● **Work required**:
Your task is to copy every line of the records below that contains "passing".

◆ ◆ ◆ ◆

PR #734, opened 2026-04-16
Newline consistency fixes

### LINKED ISSUE #727: Newline being wrongly added before '/me' command when two eicons are in message
### Describe the bug

When attempting to send a message using the `/me` command with two eicons, like this:
```
/me [eicon]foxdisappear[/eicon]
[eicon]foxappear[/eicon]
ignore just testing a thing
```
The message seems to add a extra newline that isn't on the body of the typed message
Image

This causes F-Chat not to interpret the `/me` command, and send as if it s a normal message, which is not the desired outcome.

### Version Information

Version: 2.0.2
Commit: 349f4279
Electron: 39.5.2
Chromium: 142.0.7444.265
Node.js: 22.22.0
Platform: Linux 64-bit (7.0.0-rc5-1-mainline)

### To reproduce

1. Go to anywhere that can be sent a message on chat
2. Send a message with two eicons one underneath the other, like:
```
/me [eicon]foxdisappear[/eicon]
[eicon]foxappear[/eicon]
```
3. The message will have a extra newline before the `/me` command that wasn't there before

### Additional context

I believe this is related to the whole eicon grid feature, I remember(could be misremembering) there is a feature where if you add a 'grid' of eicons (2x2 or 3x3), it'd automatically add a newline so that the grid wouldn't be broken
Maybe it is wrongly identifying a grid and triggers the newline?

Beel, a friend of mine, authorized to share the screenshot of our chat where this was discovered for the bug report:
Image

### LINKED ISSUE #728: Newline characters are escaped for the character preview
### Describe the bug

``[icon]`` and ``[user]`` tags with a newline inside them, have this character ignored (as does the right-click UserMenu). Ie, ``[icon]Mister\n Cool[/icon]`` produces the same icon element as ``[icon]Mister Cool[/icon]``. However, the hover preview on the top left escapes the name at the first ``\n``, meaning that it would instead show for the character "Mister".

### Version Information

Version: 2.0.3-beta.1
Commit: 43c4ee7
Electron: 39.8.3
Chromium: 142.0.7444.265
Node.js: 22.22.1
Platform: Windows 64-bit (10.0.22631)

### To reproduce

_No response_

### Additional context

_No response_

freenutsxd:
Fixes for some recent newline-related issues that were opened.
- Newlines within `[user]` and `[icon]` tags no longer break the character preview.
  - 6ff32c78877eb03b601809843fe2e37c9bd95b3e fixes #728  
- `/me` messages will now prepend newlines for eicon mosaics correctly. 
  - The fix done for the modern chat view will also make it so that `/me` messages with manually prepended newlines (e.g. user hits shift+enter themselves) will now show the newline. _Personally_ I think this is fine since the current implementation doesn't even add a space after stripping the newline, so it just reads as `*[Character]jumps`
  - f6f50e42b729284ff8ef2ec08d0dda400f3af8ae and 6e2eb216851ee77024264a62c9021841953df425 fixes #727  

image 

This was sent with just the following: 
```
/me [eicon]foxdisappear[/eicon] me 
[eicon]foxappear[/eicon] you
```

### DIFF
--- a/bbcode/IconView.vue
+++ b/bbcode/IconView.vue
@@ -48,7 +48,7 @@
     },
     methods: {
       getCharacterUrl(): string {
-        return `flist-character://${this.character.name}`;
+        return `flist-character://${this.character.name.replace(/[\r\n]/g, '')}`;
       },
       dismiss(force: boolean = false): void {
         EventBus.$emit('imagepreview-dismiss', {
--- a/bbcode/IconView.vue
+++ b/bbcode/IconView.vue
@@ -23,7 +23,7 @@
   import Vue, { PropType } from 'vue';
   import { EventBus } from '../chat/preview/event-bus';
   import * as Utils from '../site/utils';
-  import { characterImage } from '../chat/common';
+  import { characterImage, normalizeCharacterName } from '../chat/common';
   import { Character } from '../fchat';
 
   export default Vue.extend({
@@ -48,7 +48,7 @@
     },
     methods: {
       getCharacterUrl(): string {
-        return `flist-character://${this.character.name.replace(/[\r\n]/g, '')}`;
+        return `flist-character://${normalizeCharacterName(this.character.name)}`;
       },
       dismiss(force: boolean = false): void {
         EventBus.$emit('imagepreview-dismiss', {
--- a/bbcode/core.ts
+++ b/bbcode/core.ts
@@ -7,6 +7,7 @@ import {
 import * as Utils from '../site/utils';
 import { default as IconView } from '../bbcode/IconView.vue';
 import UrlTagView from './UrlTagView.vue';
+import { normalizeCharacterName } from '../chat/common';
 import core from '../chat/core';
 
 const urlFormat = '((?:https?|ftps?|irc)://[^\\s/$.?#"\']+\\.[^\\s"]+)';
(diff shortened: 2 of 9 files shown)


FatCatClient:
It's not because of any changes you've made yourself (they're vanilla issues apparently), but I'd also check the behaviour of the UserMenu component while you're at it. It seems to be providing _very_ inconsistent results. Both for the name it displays, and the actual name value it's passing along to the functions for the buttons.

For the name:

```
mr\n
test
```
The previewed name will show ``mr test``, the profile pic will be for ``mrtest`` and buttons like the ignore or bookmark/ unbookmark ones will use an actual encoded newline character: ``%0A``.

freenutsxd:
> It's not because of any changes you've made yourself (they're vanilla issues apparently), but I'd also check the behaviour of the UserMenu component while you're at it. It seems to be providing _very_ inconsistent results. Both for the name it displays, and the actual name value it's passing along to the functions for the buttons.

The best idea I could come up with to solve this was to normalize all the character name inputs to strip newlines from them, which seems to work pretty well ([82665f8](https://github.com/Fchat-Horizon/Horizon/pull/734/commits/82665f883b251f828eff54ef14e462ae14f2200b)). I added a separate `displayName` variable that'll hold what's actually displayed in chat, for the very rare case someone wants the formatting below to show up as intended:
```
[user]mr\n           // this still shows as: mr
test[/user]                                  test
```
Now in the example you gave, it'll show `mr test` accurately across all instances, and the UserMenu buttons will also work.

◆ ◆ ◆ ◆

● **Response area**:
It's not because of any changes you've made yourself (they're vanilla issues apparently), but I'd also check the behaviour of the UserMenu component while you're at it. It seems to be providing _very_ inconsistent results. Both for the name it displays, and the actual name value it's passing along to the functions for the buttons.
> It's not because of any changes you've made yourself (they're vanilla issues apparently), but I'd also check the behaviour of the UserMenu component while you're at it. It seems to be providing _very_ inconsistent results. Both for the name it displays, and the actual name value it's passing along to the functions for the buttons.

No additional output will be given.